Intanto che effetti concreti avrà il decreto polizze?

Il testo applica il modello Rc auto dell’azione diretta, che contribuirà, con l’accertamento tecnico preventivo e la conciliazione obbligatoria, a semplificare e ridurre i tempi dei risarcimenti. Poi, traccia linee omogenee per l’autoritenzione del rischio e l’autoassicurazione. Con strumenti chiari, dal fondo di garanzia a competenze in grado di gestire l’attività assicurativa interna alle aziende. Il profilo “misto” è la scelta auspicabile: la stragrande maggioranza dei risarcimenti rientra in una franchigia con un tetto sotto il quale opera il ristoro delle aziende, mentre per i casi complessi e i danni catastrofali ci sono le compagnie.

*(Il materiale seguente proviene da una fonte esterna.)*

PR #10738, opened 2021-07-30
acl: remove the last of the authz == nil checks

dnephin:
Branched from #10737, this PR continues the work from #10632

This diff is larger because it removes some checks that were around larger blocks of code. You can use [hide whitespace changes](https://github.com/hashicorp/consul/pull/10738/files?diff=split&w=1) to reduce the diff significantly.

There is one last remaining `authz != nil` check here: https://github.com/hashicorp/consul/blob/v1.10.1/agent/consul/acl.go#L1239-L1241
That one has to remain because it can be `nil` in OSS. Since this is internal to the "ACL system" it seems like a reasonable exception. We could probably change it to use a new `acl.DefaultAll` authorizer, but I'm not sure its worth it for this one small case.

### DIFF
--- a/agent/consul/txn_endpoint.go
+++ b/agent/consul/txn_endpoint.go
@@ -81,9 +81,9 @@ func (t *Txn) preCheck(authorizer acl.Authorizer, ops structs.TxnOps) structs.Tx
 			}
 
 			service := &op.Service.Service
-			// This is intentionally nil as we will authorize the request
-			// using vetServiceTxnOp next instead of doing it in servicePreApply
-			if err := servicePreApply(service, nil); err != nil {
+			// acl.ManageAll is used here because the request will be authorized
+			// later using vetServiceTxnOp.
+			if err := servicePreApply(service, acl.ManageAll()); err != nil {
 				errors = append(errors, &structs.TxnError{
 					OpIndex: i,
 					What:    err.Error(),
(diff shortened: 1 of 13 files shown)


agent/consul/txn_endpoint.go
```diff
@@ -81,9 +81,9 @@ func (t *Txn) preCheck(authorizer acl.Authorizer, ops structs.TxnOps) structs.Tx
 			}
 
 			service := &op.Service.Service
-			// This is intentionally nil as we will authorize the request
-			// using vetServiceTxnOp next instead of doing it in servicePreApply
-			if err := servicePreApply(service, nil); err != nil {
+			// acl.ManageAll is used here because the request will be authorized
+			// later using vetServiceTxnOp.
+			if err := servicePreApply(service, acl.ManageAll()); err != nil {
```
dnephin, line 86: Calling out this change as it's slightly different from the rest.

The goal of this chain of PRs is to remove these nil checks, so we replace the `nil` we pass in here with `ManageAll` to achieve the same goal.

freddygv (approved):

hc-github-team-consul-core:

To retroactively trigger a backport after merging, add backport labels and re-run https://circleci.com/gh/hashicorp/consul/422115.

Negli anni le sentenze hanno modificato in parte la legge…

Spesso è stata interpretata in modo non in linea con la volontà del legislatore: ad esempio, le sentenze della Cassazione sulla responsabilità penale hanno complicato questa parte. La legge ha lanciato dispositivi innovativi: una parte funziona molto bene, ma altri richiedono, già forse nella prossima legislatura, un primo tagliando.

Cosa ha funzionato?

I modelli organizzativi sanitari e la gestione del rischio, con il risk management centrale nell’attività di prevenzione e gli audit clinici. Bene anche la semplificazione del risarcimento nel civile, con il confine netto tra responsabilità contrattuale ed extracontrattuale. Il collegio peritale multi-professionale è un’ulteriore garanzia.

E per il penale?

Occorre intervenire, anche inserendo le norme figlie della pandemia in un testo coordinato della legge 24. Il professionista non può essere perseguito se non per colpa grave.